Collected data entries
- - -
Issue #171, opened 2016-02-12
Add vessel.type, and update spec to better support data obtained from AIS.


faceless2:
There is currently no space in the specification for a few bits of (potentially) important information which will be obtained from other vessels over AIS. Here's a list with suggested modifications to the spec to accomodate them. $vessel means any map under "vessels".

1. AIS type 5 (vessel static information) includes a "destination" field. This doesn't quite map to our "$vessel.navigation.destination" field, which has no space for a human-readable name, just a waypoint UUID. Suggest the addition of "$vessel.navigation.destination.name".

2. AIS type 5 again specifies four dimensions - distance from bow, stern, port and starboard to the position reported by the GPS. This is useful information - imagine you are trying to pass behind a 300m long supertanker in fog. We already have "$vessel.details.length" and "$vessel.details.beam" - I suggest we keep these but add optional fields "$vessel.details.bowOffset" and "$vessel.details.portOffset".

3. AIS class is useful - it gives us some information on the data that's going to be reported and the frequency of the reports (positions ever 30s for Class B, or every 10s for Class A) so we know if the data is still valid. Suggest adding a "$vessel.communication.ais.class" field which is "A" or "B" (or see last paragraph below for an alternative). 

4. There is no way to record broad "type" of vessel in the current spec. I'd argue this is useful information in general for our own vessels, but more so for others we see over AIS.

Specifically, the broad category of the AIS transmitter can be derived from the MMSI: for example any MMSI beginning with 970 is a search-and-rescue transmitter. We can also obtain more detailed vessel type information from AIS type 5 messages, which specifies one of about 100 codes including passenger vessel, hovercraft, "Tanker, Hazardous category A" (whatever that is) etc.

I would suggest using two fields for this data: "$vessel.type", which is an enum that includes at least the following values:
```
sart
mob
epirb
fixed
aircraft
ship (default if not specified)
```
While this is directly derivable from the MMSI, the sart (search-and-rescue transponder), mob (man-overboard) and EPIRB are things that you want clearly marked on your moving map, so I'd argue there's value in making this information explicitly available to a consumer. "fixed", "aircraft" and "ship" are also derivable from the MMSI prefix (ship being everything that's not one of the others, so we can make that a default if the value is missing). These values are enough to choose an icon to represent the AIS station on a map.

[...]

Issue #237, opened 2016-07-30
Validation: $source integrity


tkurki:
There should be an easy way to assert that the `$source` references are valid, eg. that `$source: "a.b"` has matching source under `/sources`.

tkurki:
https://github.com/SignalK/specification/issues/236

PR #337, opened 2017-02-24
Ais additions

rob42:
See #171
Added nearly all the missing AIS values from https://docs.google.com/spreadsheets/d/1wZTlvLNAN4GrXk3TfEtJne-76pmzCgBVRd_HMQfcwSQ/edit#gid=1961961172 as discussed in the issue.

Remaining to resolve:
* AidToNavigation See #338 

See #339 
* BaseStation
* Airplane
* MOB
* SART
* EPIRB
[sigh]


rob42:
No comments? Must be all good :-) 
Will merge in 24hrs if no objections

schemas/groups/navigation.json
```diff
@@ -293,6 +293,10 @@
       "description": "The intended destination of this trip",
       "type": "object",
       "properties": {
+      	"commonName": {
+          "description": "Common name of the Destination, eg 'Fiji', also used in ais messages",
+          "type": "string"
```
tkurki: No timestamp, source etc?

schemas/groups/navigation.json
```diff
@@ -435,14 +460,31 @@
...
+			"type": "object",
+			"description": "Special maneuver such as regional passing arrangement. (from ais)",
+			"allOf": [{
+        "$ref": "../definitions.json#/definitions/commonValueFields"
+      }],
+			"properties": {
+				"value": {
+					"type": "string",
+					"enum": [
+						"Not available (default)",
```
tkurki: Does `default` make sense here, or should it be just `Not available`?

tkurki:
Would it make sense to add support for these for these for NMEA0183/N2K at the same time, to validate that this implementation is feasible? Did we have somebody volunteer for doing either of those?

schemas/groups/navigation.json
sumps: I think the (default) is left over from a cut and paste from the AIS spec which states that this is the default setting when a Class A transponder is turned ON.

From Signal K point of view we will just show "Not Available" if this is what we have received from the AIS.

sumps:
I am not sure about the way you have used sources for AIS.

It is very important that for any vessel other than SELF in the schema that we have a clear indication of where the vessel data came from. In most cases it will be AIS, but in the future it could also be DSC, a mobile 3G/4G application, from the Cloud, etc.

I am not sure that you have addressed this in your use of sources. We already know from the source in a Delta message that a vessels position/cog/sog/etc. has come from an AIS but once the vessel is stored in the schema we lose this source. 

The sources group records the sources of data for SELF, it cannot be used to record the source for each vessel or have I missed something ?

rob42:
`sources` is specific to `vessels.self`. The `source` path is free-form, but SHOULD follow the norm of `sources.protocol.bus.device.data`, see #237  That should be enough to differentiate the source of the data?

I dont think its practical to record the history of the source of the data (blockchain anybody?) so when its received via signalk over tcp, I would record the source as either the claimed source in the message, or the actual source i received it from. What matters to me is how much trust I put in the data. If it came from a random internet relay, then I would probably want to know that. If its my VHF, then that is more trustworthy.

sumps:
No I understand about how the AIS receiver/transponder fitted to the SELF vessel can appear in the Sources, what I am referring to are all of the Vessels. We have no way of idenitifying for a particular vessel, where its data came from i.e. AIS, DSC, Marine Traffic, BoatBeacon App, Cloud service, etc. 

I think this is an important issue moving forward being able to track where other vessels, aircraft, marinas, etc. have come from.

tkurki:
Most of the fields in an AIS originated vessel object have $source fields
pointing to the AIS source, 0183 or n2k, so I do not quite agree on '
We have no way of idenitifying for a particular vessel, where its data came
from'.


ti 7. maaliskuuta 2017 klo 15.46 sumps <notifications@github.com> kirjoitti:

rob42:
If you receive a signalk update from vessel.x, you cant know if they  did receive the info from their onboard ais, or are just passing on some other vessels message. Hence we receive a `source` but its not tamper-proof so it has lower trust than our onboard ais receiver.
Of course the ais message can always be faked too, it sometimes is here in the pacific by dodgey foreign fishing boats in no-go zones, so Mk1 eyeball is best :-)
If we were to try to track the definitive history of data in a tamper-proof way we would need to use a blockchain or something, which is not possible without internet and a whole lot of complexity.

So my position on `source` is the same as other data, if its from `self` I trust it, if its from some-one I trust thats pretty good, from others I use it, but confirm separately.

schemas/groups/navigation.json
rob42: Destination is currently a composite object with `waypoint` instead ov `value`. Fixed it making `commonName`, `eta` and `waypoint` normal value objects

schemas/groups/navigation.json
rob42: Fixed

rob42:
@Paul are there any specific properties without $source that need change?
@tkurki re add support for these for these for NMEA0183/N2K, I think we merge and close this, then complete that as a separate pull. We can change if required, but if we wait then it holds up everything.

schemas/groups/navigation.json
```diff
@@ -315,17 +312,36 @@
...
+              ]
+            }
+          }
         },
         "methodQuality": {
           "type": "object",
           "description": "Quality of the satellite fix",
+          "allOf": [{
+						"$ref": "../definitions.json#/definitions/commonValueFields"
+					}],
```
tkurki: allOf should include properties, no? Same thing in integrity.

tkurki:
How about a single ais test file, that shows the data typically received for an AIS target in the full model?

tkurki:
There is quite a bit of mixed spaces/tab indentation in the examples - 2 spaces, please.

sumps:
A full example would be good as I really struggle to make sense of all this stuff. I know what an AIS sends out and if I can see where the data goes into each key I can give it my vote.

schemas/groups/navigation.json
rob42: The $ref pulls in multiple properties. This is how its done elsewhere.

rob42:
Best ref is https://docs.google.com/spreadsheets/d/1wZTlvLNAN4GrXk3TfEtJne-76pmzCgBVRd_HMQfcwSQ/edit#gid=1961961172

Quite difficult to do an example "AIS message mapped  to signalk" as there are 23 messages, and they are horribly complex and unreadable 6-bit values. eg `!AIVDM,1,1,,A,15MvJw5P0NG?Us6EaDVTTOvR06Jd,0*22`, is a type1 msg, which in the java server  is mapped to:
```
 vessels.366951720.mmsi.value=366951720,
 vessels.366951720.navigation.courseOverGroundTrue.value=5.740387909809349,
 vessels.366951720.navigation.headingTrue.value=0.005235987755982988,
 vessels.366951720.navigation.position.altitude=0.0,
 vessels.366951720.navigation.position.latitude=37.79895833333333,
 vessels.366951720.navigation.position.longitude=-122.33355,
 vessels.366951720.navigation.speedOverGround.value=0.0,
 vessels.366951720.navigation.state.value=Under way using engine,
```
Only option is to go through the message defs and spreadsheet really :-(

sbender9:
Do we really want aisShipType to be a number? We usually use an enum for this type of thing.

sbender9:
AIS data includes a "destination" name, do you think we should include that somewhere?

rob42:
We have a destination in navigation already. I dont want to duplicate the (rather horrible) ais structure, just as make sure we have a home for all the info they provide or need.

sbender9:
Yes, but there's no 'name' there. And no name under waypoint. Not a big deal, just might be nice to see.

rob42:
Its in this PR. `destination.commonName`

afischerdev:
I'm not very happy with the rule to set values direct to enums. In this case aisShipType and atonType.
In my two cents a server delivers a value and a client organizes the represantation.
Is there a way to a definition that handles both aspects? 
Otherwise the server has to convert the value to text, a client has to convert the text back to a value and phase it into its standard routines of represantation (include localization). I guess all AIS clients already have a routine for that.

sbender9:
Great point. I like not having to keep a bunch mappings up to date on the client side. But the language thing is an issue. 

This is not an issue specific to this pull request, it's all over the spec, so we should probably deal with this in 2.0 ;)

tkurki:
Rebased on master to pull 67d93d0 in.

tkurki:
@afischerdev I assume you created your _collection_ with https://github.com/sbender9/n2k-signalk/tree/ais-updates? I think that's a very good idea to get an idea how things look with real data. 

I would go as far as to create a test input file in this repo with full model from real world data, excercising the different ais additions in this PR.

tkurki:
Hmm the code by @sbender9 has sensor id as `ais` - so where id @afischerdev  your data come from?

tkurki:
I have to say that the aisShipTypes as a combination of number and string feel like the worst of both worlds. I see the multiple similar strings problem. 

How about using the numeric value here and adding the mapping to strings to the schema as free form metadata? 

```
"aisShipType": {
  "type": number,
  "multipleOf" : 1,
  "minimum": 20,
  "maximum": 99,
  "mappings": {
    "en": {
        20: "Wing in ground (WIG), all ships of this type",
        .....
    }
  }
}
```

A client can then choose to use this mapping or come up with its own.

afischerdev:
@tkurki server: no, I've my own copy of signalk-parser-nmea0183 and ggencoder and mixed this with a node server for testing.

@tkurki aisShipType: great idea I'll try it tomorrow

rob42:
@afischerdev @tkurki the enum vs number problem, especially the conflicts between NMEA, N2K and AIS vessel state is a mess. It came from using vessel state lists from various sources and appending as we added n2k, ais etc.
But it highlights two issues:
1) consistency - not much we can do about conflicting existing standards, but we should be consistent internally. Ais/NMEA etc will just have to be mapped to work.
2) The number vs enum, considering internationalization issues etc.

Using enums neatly limits the list, numbers are a bit too open to gaps and invalid ranges as we have less schema control over them. But English enums are not a good solution for internationalization, etc

The best solution to both problems I can see is a range of enums, used like constants, eg
```
"WIG_HAZARDOUS_A",
"WIG_HAZARDOUS_B",
"FISHING",
"HSC_..."
```
Those in turn can be mapped by files to any language using the common mapping_EN_NZ.json style of internationalization. In fact an aisNumberToSignalk.json could also map the raw AIS number to the enum, as could n2kToSignalk.json

We should do this for all enums, but probably V2 for exisiting enums. We may be able to make it backwards compatible  by a reverse mapping too?

If this is acceptable I'll change the pull to suit.

sbender9:
Unless I'm missing something, the problem with that approach is that a server can only support one language?

rob42:
No, any langauge. To support a langauge we create a file in a wellknown dir, eg in `intl/` we make `common mapping_EN.json`. Then since we want a german one, we create `common mapping_DE.json` with mapping to the german version.
I speak kiwi english, so I create a `common mapping_EN_NZ.json`
When the browser (or server) runs it picks up the appropriate file for the locale, `common mapping_[locale]_[variant].json` If its not found it recurses to `common mapping_[Locale].json`, eventually to `common mapping.json`.

afischerdev:
aisShipType and similar values:
From my view as a client developer I like the short way. 
Values comes in as integer and should forwarded as integer by a server. My client e.g. already reads direct the nmea sentence and all values have its place inside the app. So no need to get a description from server.

You can't fit all needs of a client. Localization is not the only problem a client have. Layout is an other one - e.g. abbreviations or short sentences in lists, different display sizes and so on.

Anyway, there may be some applications that require text, e.g. for log files or something. So it is good to have a text presentation of the integer. But not as a must. Btw the node server already has an translator inside modul ggencoder.

A short form with range control as sampled from @tkurki should be enough.

sbender9:
@rob42 should aisShipType be a numberValue? Shouldn't everything be a 'value'?

schemas/groups/navigation.json
```diff
@@ -435,14 +454,32 @@
         }
       }]
     },
+    "manouver": {
```
joabakk: check spelling

rob42:
@sbender9 I made aisShipType a 'property' rather than a  'value' as it doesnt  change. Once set thats probably it for the life f the vessel.

sbender9:
Ok. I was thinking more about it having a 'source', etc. there could also be more than one source for value. For example, from AIS and from MarrineTraffic.com.

rob42:
I will merge this is 14 hrs if there are no more  objections. Its starting to go stale

sbender9:
I would have loved to resolve my issue, but I vote for moving forward. Please merge this before my node server changes get stale too.

rob42:
@sbender9 - a difficult one - the shipType could come from two places, one being wrong or out-of-date I guess, but that can happen for mmsi number etc, and is a whole can-of-worms for later maybe :-(
@joabakk - sorry - forgot to fix spelling, done now.

Issue #316, opened 2017-01-04
Add Slack badge to readme


tkurki:
Like at https://github.com/open-guides/og-aws/blob/master/README.md

bkp7:
See #340

PR #340, opened 2017-02-24
Add slack badge

bkp7:
Added slack badge per #316


tkurki:
Hmm why is the github diff so extensive?

timmathews:
> Hmm why is the github diff so extensive?

Line ending changes? I assume the edits were made in Windows and core.autocrlf was not set correctly.

rob42:
Merging this as we should have the slack link, and the diff problem is not a big deal.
- - -
▶ Aim of the task
Output exactly the span of lines beginning at the first line of the records and ending at the line that holds "1. AIS type", inclusive, with no other text.

▶ Task solution
Issue #171, opened 2016-02-12
Add vessel.type, and update spec to better support data obtained from AIS.


faceless2:
There is currently no space in the specification for a few bits of (potentially) important information which will be obtained from other vessels over AIS. Here's a list with suggested modifications to the spec to accomodate them. $vessel means any map under "vessels".

1. AIS type 5 (vessel static information) includes a "destination" field. This doesn't quite map to our "$vessel.navigation.destination" field, which has no space for a human-readable name, just a waypoint UUID. Suggest the addition of "$vessel.navigation.destination.name".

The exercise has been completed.